--- START ---

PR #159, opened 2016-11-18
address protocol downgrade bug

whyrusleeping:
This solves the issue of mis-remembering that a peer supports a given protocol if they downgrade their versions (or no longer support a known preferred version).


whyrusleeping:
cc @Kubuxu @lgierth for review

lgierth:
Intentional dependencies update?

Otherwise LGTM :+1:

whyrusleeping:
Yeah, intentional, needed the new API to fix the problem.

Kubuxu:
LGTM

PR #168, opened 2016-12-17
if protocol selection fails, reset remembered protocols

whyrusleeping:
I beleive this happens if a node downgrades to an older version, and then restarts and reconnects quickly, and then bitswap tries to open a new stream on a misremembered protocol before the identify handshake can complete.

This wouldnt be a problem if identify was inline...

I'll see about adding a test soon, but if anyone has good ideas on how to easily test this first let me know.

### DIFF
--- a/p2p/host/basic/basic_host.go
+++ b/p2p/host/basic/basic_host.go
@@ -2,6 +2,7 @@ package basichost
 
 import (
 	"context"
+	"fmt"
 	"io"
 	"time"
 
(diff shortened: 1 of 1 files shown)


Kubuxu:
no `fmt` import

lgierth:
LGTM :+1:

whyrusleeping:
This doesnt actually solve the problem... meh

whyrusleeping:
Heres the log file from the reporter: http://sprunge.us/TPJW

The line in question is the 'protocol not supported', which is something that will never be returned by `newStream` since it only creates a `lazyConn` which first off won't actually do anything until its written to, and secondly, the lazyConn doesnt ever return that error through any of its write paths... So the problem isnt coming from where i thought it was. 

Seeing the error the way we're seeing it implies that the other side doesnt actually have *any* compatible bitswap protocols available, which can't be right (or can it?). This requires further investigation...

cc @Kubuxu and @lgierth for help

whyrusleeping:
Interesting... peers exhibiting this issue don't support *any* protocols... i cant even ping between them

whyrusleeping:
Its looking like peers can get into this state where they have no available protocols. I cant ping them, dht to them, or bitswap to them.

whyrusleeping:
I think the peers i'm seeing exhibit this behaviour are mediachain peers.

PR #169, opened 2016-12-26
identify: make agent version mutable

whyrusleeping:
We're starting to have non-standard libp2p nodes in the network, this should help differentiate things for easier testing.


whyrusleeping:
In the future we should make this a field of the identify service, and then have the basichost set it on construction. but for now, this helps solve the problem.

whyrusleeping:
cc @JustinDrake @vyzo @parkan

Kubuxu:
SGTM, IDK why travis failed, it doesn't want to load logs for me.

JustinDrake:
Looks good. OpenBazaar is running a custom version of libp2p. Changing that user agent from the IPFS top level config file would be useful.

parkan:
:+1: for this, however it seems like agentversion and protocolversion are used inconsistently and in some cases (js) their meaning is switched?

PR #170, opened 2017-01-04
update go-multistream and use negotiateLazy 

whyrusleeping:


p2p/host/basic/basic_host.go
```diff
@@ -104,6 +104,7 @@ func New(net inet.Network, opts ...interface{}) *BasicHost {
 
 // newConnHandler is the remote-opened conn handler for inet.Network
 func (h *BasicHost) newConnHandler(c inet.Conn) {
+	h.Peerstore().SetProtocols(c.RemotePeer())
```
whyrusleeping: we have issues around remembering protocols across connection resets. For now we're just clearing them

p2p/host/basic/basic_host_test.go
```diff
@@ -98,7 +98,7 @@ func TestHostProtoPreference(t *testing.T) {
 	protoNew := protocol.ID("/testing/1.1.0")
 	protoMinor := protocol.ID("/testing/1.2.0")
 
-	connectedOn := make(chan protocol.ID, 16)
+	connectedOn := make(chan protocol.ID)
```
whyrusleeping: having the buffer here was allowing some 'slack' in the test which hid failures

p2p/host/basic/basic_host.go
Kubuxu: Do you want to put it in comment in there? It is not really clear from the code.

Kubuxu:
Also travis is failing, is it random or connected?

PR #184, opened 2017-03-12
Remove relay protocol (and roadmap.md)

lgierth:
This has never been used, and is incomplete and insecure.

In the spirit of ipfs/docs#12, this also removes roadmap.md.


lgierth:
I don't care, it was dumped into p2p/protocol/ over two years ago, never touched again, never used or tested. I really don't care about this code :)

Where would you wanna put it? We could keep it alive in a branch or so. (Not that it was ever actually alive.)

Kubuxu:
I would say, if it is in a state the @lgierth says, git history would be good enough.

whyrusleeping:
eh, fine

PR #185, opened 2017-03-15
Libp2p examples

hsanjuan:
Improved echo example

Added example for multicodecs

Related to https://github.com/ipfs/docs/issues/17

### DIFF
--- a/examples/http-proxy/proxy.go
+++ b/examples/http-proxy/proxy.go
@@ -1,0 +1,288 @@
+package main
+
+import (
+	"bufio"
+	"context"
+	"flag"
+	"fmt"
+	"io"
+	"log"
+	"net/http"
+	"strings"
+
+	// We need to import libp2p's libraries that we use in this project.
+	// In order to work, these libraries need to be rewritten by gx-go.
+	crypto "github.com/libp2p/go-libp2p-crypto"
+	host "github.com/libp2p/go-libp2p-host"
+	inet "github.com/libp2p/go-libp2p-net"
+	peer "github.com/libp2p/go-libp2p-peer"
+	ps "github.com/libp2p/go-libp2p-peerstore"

--- END ---

Task instructions
Count the lines in the material above where the word "func" occurs, and reply with nothing but the number.

Response
3